A Quantitative Index Based on Leaf Heteroblasty for Predicting Root Biomass in a Frequently Burned Savanna Species: Cussonia arborea Hochst. Ex A. Rich. (Araliaceae)

Abstract

Background: Biotic and abiotic disturbances such as frequent wildfires and herbivory contribute to maintain trees and grasses coexistence in savanna ecosystems. In comparison to stems and leaves, exposed to fire and herbivory, the roots, protected by being belowground, are less affected by these disturbances. Therefore, indirect estimation of belowground biomass (BGB) of savanna trees from simple allometric relations based on stem measurements can lead to major biases.

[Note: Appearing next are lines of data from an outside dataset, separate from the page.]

PR #6070, opened 2020-02-24
Make amount, contributors, and match_amount more readable in mini-clr leaderboard

walidmujahid:
Based on: https://gitcoin.co/townsquare?tab=activity:140260

For each ranked user, it current provides the amount, contributors, and match amount in the following format: `amount x contributors = match_amount`

The concern is this reads wrong and I agree. Alternative is: `amount from contributors amount matched`

Example: ` $41.78 from 13 contributors $60.66 matched`

Screenshot:


walidmujahid:
Actually, amount from contributors := match amount be better instead of "for"?

thelostone-mc:
@walidmujahid yo i had tweaked the design on the stable branch ! ported over your code 

image

PR #6076, opened 2020-02-25
Give leaderboard have history charts (branched off master:)

IntoThe1337ness:
##### Description

this PR let leaderboard have history charts

##### Refers/Fixes

there is thread on twitter and townsquare about this. crates competitivness.

##### Testing

i tested local (See Below Comment)

##### Other Notes

we have to give the new cleanup DB script deploy first.  Give data a few Week to AccumuLte.


app/dashboard/management/commands/cleanup_db_space.py
```diff
@@ -56,8 +56,3 @@ def handle(self, *args, **options):
                 created_on__hour=1,
             ).delete()
         print(f'Stat: {result}')
-
-        result = LeaderboardRank.objects.filter(
```
owocki: hmmm m we should stop doing this now.. gonna fix that here d84147cfa3d4245589949d06a6799ba3c99b83fd

Issue #6085, opened 2020-02-26
Duplicate Activity Comments: Initial fix was incomplete


walidmujahid:
The fix introduced in PR https://github.com/gitcoinco/web/pull/6008 is incomplete.

The issue of duplicate comments, as intially described in https://github.com/gitcoinco/web/issues/6007 still exists for the `.post_comment`  button itself. 

This can be fixed by diasbling `.post_comment` button for every call of `post_comment` function.

PR #6086, opened 2020-02-26
fix: disable comment button on post

walidmujahid:
Disable the comment button when posting to avoid duplicate comments.

closes https://github.com/gitcoinco/web/issues/6085


thelostone-mc:
nice catch 🙌

PR #6088, opened 2020-02-27
put unread counts on the nav menu of town square

owocki:
##### Description

this PR puts put unread counts on the left hand side of the townsquare nav.

prevoiusly the badge showed how many threads in the last 24 hours.. which is quite random and arbitrary.  specific unread counts on a per user basis are a better way to cue ot the users which tabs they need to checkout

Screen Shot 2020-02-26 at 7 36 00 PM

when you click through each tab, it clears the badge on that tab.  quite satisfying!!!

the way it works is by storing the top ten activities of each type in the DB.  then, for each type, when you load the townsquare, we compare the latest viewed pk versus the ones in the DB.

##### Refers/Fixes

common sense

##### Testing

tested locally.  
- all tabs work
- this adds only 0.05s of performance overhead


owocki:
can i has  code review @danlipert @gitcoinco/engineers

app/perftools/management/commands/create_activity_cache.py
```diff
@@ -0,0 +1,57 @@
...
+from django.core.management.base import BaseCommand
+from django.utils import timezone
+
+from dashboard.models import Activity, HackathonEvent
+from perftools.models import JSONStore
+
+
+def create_activity_cache():
+
+    print('activity')
```
octavioamu: remove print

octavioamu:
@owocki seems this one got 4 conflicts in just one file 🤕

PR #6103, opened 2020-03-01
remove position-relative on clr_container 

developerfred:
### Before
Screen Shot 2020-03-01 at 02 26 55

### After
Screen Shot 2020-03-01 at 02 29 25


thelostone-mc:
Could we instead just reduce the spacing btwn the avatar and the text on either side ?
image

developerfred:
@thelostone-mc  I will make changes to see how it looks, I found a great idea.

PR #6108, opened 2020-03-02
Chat/1.2.2 - Metrics, Hackathons, Notifications.

androolloyd:
##### Description

Chat/1.2.2 - Metrics and Hackathon updates

##### Refers/Fixes

- Containerized Chat Added to Docker-compose
- Chat Data fixture to create an oauth2 application for the chat application
- Chat metrics added to stats
- Email Suppression Settings respected
- Chat Access Token added to context.py
  - notification settings long poll 30s
- Hackathon Setup Script
  - run as a cron job, will query active Hackathons and ensure that any of the channels needed are created and will add in all the users who are apart of that Hackathon to the sponsor channels as well as the default channels.

### Production env variable required
`CHAT_SERVER_URL`, can be identical to the CHAT_URL given the current setup, the difference is to allow for a different URL should it be needed to connect to the mattermost API from server server, as is the case in the docker network, where it connects via named servers, `web`, `db`, `chat` etc


app/app/fixtures/oauth_application.json
```diff
@@ -0,0 +1,17 @@
+[
+  {
+  "model": "oauth2_provider.application",
+  "pk": 1,
+  "fields": {
+    "created": "2020-02-29 21:30:30Z",
+    "updated": "2020-02-29 21:30:30Z",
+    "client_id": "VkHFfFlxnVCMYtYCWRxphbvPQUJjmER4cWtwqe7Q",
+    "client_secret": "xhLXNqXnOlkUiGCDFJLxQJjPb3CltLZNFZtzOsLgFfvwbYY60kYWRRBmqyjzfrnNyT6WWdIbfQEPpU854K2UiofmXtybFD1QkfIR9VVQyK3ttJpET7GormIBjK9CQRap",
```
octavioamu: are this keys fake?

app/assets/v2/js/base.js
```diff
@@ -439,11 +439,38 @@ const gitcoinUpdates = () => {
 
 };
 
+
+if (document.contxt.chat_access_token && document.contxt.chat_id) {
+  // setup polling check for any updated data
+  // scope our polling function so any potential js crashes won't affect it.
+  (($) => {
+    setInterval(() => {
```
octavioamu: not sure we need to do this as we are not an SPA maybe just requesting on load is enough.

app/app/fixtures/oauth_application.json
androolloyd: Yes are installed with fixtures so it can connect out of the box.

app/assets/v2/js/base.js
androolloyd: Was asked to remove it from requesting on load.

octavioamu: humm why? not sure that make sense since now is being onload and each X seconds

androolloyd: we don't check on load anymore in the context.py, we just setup this poll when the page loads.

androolloyd: We could remove the interval but than if someone is sitting on the site for any period of time and is not navigating, like on town square or something, then they won't get a dot until they navigate if we don't poll.

app/app/context.py
```diff
@@ -108,35 +121,22 @@ def preprocess(request):
...
+        chat_access_token = profile.gitcoin_chat_access_token
+        chat_id = profile.chat_id
     # handles marketing callbacks
     if request.GET.get('cb'):
         callback = request.GET.get('cb')
         handle_marketing_callback(callback, request)
 
-    chat_unread_messages = False
-
-    if profile and hasattr(profile, 'chat_id'):
```
owocki: hey @androolloyd does the new chat system replace this functionality somewhere?

should i see a notification somewhere? https://bits.owocki.com/4gumPZgN

app/app/utils.py
```diff
@@ -458,6 +459,16 @@ def get_profile(request):
     if is_authed and not profile:
         profile = sync_profile(request.user.username, request.user, hide_profile=False)
 
+    if profile is not None and (profile.chat_id is '' or profile.gitcoin_chat_access_token is ''):
+
+        try:
+            from chat.tasks import associate_chat_to_profile
+            created, profile = associate_chat_to_profile(profile)
```
owocki: shouldnt this be `associate_chat_to_profile.delay(profile)`? its gonna increase the loadtime every time we call get_profile (which is everywhere)

app/app/context.py
owocki: i see the changes in base.js but its not working in prod rn

app/app/settings.py
```diff
@@ -568,10 +568,11 @@
 # Chat
 CHAT_PORT = env('CHAT_PORT', default=8065)  # port of where mattermost is hosted
 CHAT_URL = env('CHAT_URL', default='localhost')  # location of where mattermost is hosted
+CHAT_SERVER_URL = env('CHAT_SERVER_URL', default='chat')  # location of where mattermost is hosted
```
owocki: dan says

@Owocki @thelostone-mc @octavioamu I'm going to merge @androolloyd’s chat PR into stable - it requires additional ENV configs to run locally: CHAT_URL=localhost and CHAT_SERVER_URL=chat

should we add these to local.env?

app/app/utils.py
androolloyd: It should only do it if you don't have a chat_id or a chat_access_token yet, and its not a delayed function because we want to return the profile back to the scope updated.

app/app/settings.py
androolloyd: great idea.

app/app/utils.py
owocki: hmm for some reason when i run this on my profile in prod i get this

> HTTPError: 500 Server Error: Internal Server Error for url: https://chat.gitcoin.co:443/api/v4/users/mqe31q5oo3bctd9qzqgtdco1kw/tokens

so as it stands this will run every time i run `get_profile()` as i never successfully get a chat access token

app/assets/v2/js/base.js
androolloyd: refactoring this to check for new notifications on page load and to setup an interval

PR #10879, opened 2022-09-20
Exclude round_num==null when counting number of rounds contributed to

nutrina:
##### Description

After the last modification `round_num` might be null in `GrantsContributionIndex`

##### Refers/Fixes

This relates to https://github.com/gitcoinco/passport/issues/593

##### Testing

Has been tested on local


kevinrolsen (approved):
lgtm

PR #10880, opened 2022-09-20
fix: moved zksync ingestion task to high priority queue

aminah-io:
##### Refers/Fixes

Fixes zksync queue ingestion delay, which causes users to not be able to see their grants donations until the place in the queue has been processed


kammerdiener (approved):

nutrina (approved):
lgtm

PR #10889, opened 2022-09-27
use BigInt to parse scientific notation

schultztimothy:
##### Description
When tips are paid in low value tokens the amount in wei is returned from python/django in scientific notation. Throwing an error when trying to convert it to a BN
Screen Shot 2022-09-27 at 5 28 37 PM

This use `BigInt` to parse number because it works for numbers that are in scientific notation as well as ints
Screen Shot 2022-09-27 at 5 29 46 PM

fixes: #41


kevinrolsen (approved):
looks good to me

PR #10954, opened 2022-11-08
Adds trust bonus message and disables submit/resubmit buttons

aminah-io:
##### Description

Trust bonus banner that lets users know they can no longer submit their Passports for trust bonus calculations.

##### Refers/Fixes

[Passport Issue](https://github.com/gitcoinco/passport/issues/684)


schultztimothy (approved):
LGTM 🚀

PR #1344, opened 2022-07-28
Rework test for taxonomy:untag to avoid intermittent failure

benjamineskola:
This task exits early which works oddly in Rake. Previously used `return` which is not valid (but worked by accident, because it caused a runtime error). `abort` appeared to work but fails intermittently in CI, perhaps due to test ordering? Stack Overflow recommends `next` instead. Then the test can just ensure that the untagger is never called rather than checking for a `SystemExit`.


benjamineskola:
Superseded by #1345 because I accidentally created this one in a fork(thanks GitHub cli)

 Aims: In this study we explored how the Leaf ontogenetic change index (LOCI), a quantitative index based on leaf heteroblastic development, can provide an accurate estimate of BGB in Cussonia arborea, a widespread species in West African humid savannas.
 Methodology: We examined leaf morphometrics on post-fire resprouts of 40 individuals to assess whether LOCI can inform on plant age. We then analyzed by log-level regressions the variation of LOCI in relation to plant stem volume. Subsequently, we studied the variation of BGB according to stem volume, and as a function of both stem volume and LOCI, which allowed us to evaluate the contribution of LOCI to BGB estimation. BGB was obtained destructively by digging up roots and weighing total dry mass of 25 individuals including small and large trees. Statistical analyses were done with the R software.
 Place and Duration of Study: Study was performed in the Lamto Scientific Reserve, Côte d’Ivoire, between May 2020 and June 2021.
 Results: Using the stem volume as single explanatory variable of BGB, the regression model provided an adjusted R2 of 0.71. Association of the stem volume with LOCI increased the adjusted R2 from 0.71 to 0.90.
 Conclusion: Combining LOCI with a measure of stem size provides better estimate of BGB in C. arborea compared to estimate based on stem size only. Since a large proportion of woody species in frequently disturbed environments exhibit an overall strategies promoting persistence, future works should evaluate how these strategies are modulated during ontogeny and can explain biomass variation over time.